━━ PROVIDED INFORMATION

Issue #132, opened 2019-01-31
Bugsnag-Spring & logback


sraveh:
Hi,

Im trying to use bugsnag-spring 3.4.4 with spring boot 2.1.0. Im using log4j2 and not logback. Logback is excluded and not on the classpath. It seems that bugsnag-java is dependent on logback. Im getting the following error when the application start:

caused by: org.springframework.beans.factory.BeanCreationException: Error creating bean with name 'com.bugsnag.BugsnagSpringConfiguration': Invocation of init method failed; nested exception is java.lang.NoClassDefFoundError: ch/qos/logback/core/UnsynchronizedAppenderBase

fractalwrench:
Thanks for the report @sraveh - this has been fixed in v3.4.6.

PR #140, opened 2019-04-12
Swallow Throwables thrown when configuring bugsnag appender

fractalwrench:
## Goal
Not all users use Logback in their project, so `BugsnagSpringConfiguration` calling `BugsnagAppender` methods can throw a `NoClassDefFoundError`, as observed in #132. If the dependency is not on the classpath, we should ignore this error and continue initialising bugsnag as normal.

## Tests
Ran the example app with [logback excluded](https://github.com/bugsnag/bugsnag-java/compare/log4j-example?expand=1), and confirmed that this change allowed the application to startup.

### DIFF
--- a/bugsnag-spring/src/main/java/com/bugsnag/BugsnagSpringConfiguration.java
+++ b/bugsnag-spring/src/main/java/com/bugsnag/BugsnagSpringConfiguration.java
@@ -2,7 +2,6 @@ package com.bugsnag;
 
 import com.bugsnag.callbacks.Callback;
 
-import org.springframework.beans.factory.UnsatisfiedDependencyException;
 import org.springframework.beans.factory.annotation.Autowired;
 import org.springframework.context.annotation.Bean;
 import org.springframework.context.annotation.Configuration;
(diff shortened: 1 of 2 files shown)


bugsnag-spring/src/main/java/com/bugsnag/BugsnagSpringConfiguration.java
```diff
@@ -48,21 +48,25 @@ ScheduledTaskBeanLocator scheduledTaskBeanLocator() {
...
-        BugsnagAppender.addExcludedLoggerPattern("org.eclipse.jetty.server.HttpChannel");
+            // Exclude Jetty logger when processing HTTP requests via the HttpChannel
+            BugsnagAppender.addExcludedLoggerPattern("org.eclipse.jetty.server.HttpChannel");
 
-        // Exclude Undertow logger when processing HTTP requests
-        BugsnagAppender.addExcludedLoggerPattern("io.undertow.request");
+            // Exclude Undertow logger when processing HTTP requests
+            BugsnagAppender.addExcludedLoggerPattern("io.undertow.request");
+        } catch (Throwable ignored) {
+        }
```
kattrali: 🚗 ))) Drive-by review: There should be a comment indicating why an exception is ignored here. Also, can the `Throwable` be a more specific subclass?

kinbiko: I may be wrong, but after we do this I think we'd be able to remove the `@SuppressWarnings` annotation. I think a comment is sufficiently non-empty.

━━━━

- [TRY IT] Please copy each line of the records above in which the word "opened" can be found.

- [SOLUTION TO THIS EXERCISE]
Issue #132, opened 2019-01-31
PR #140, opened 2019-04-12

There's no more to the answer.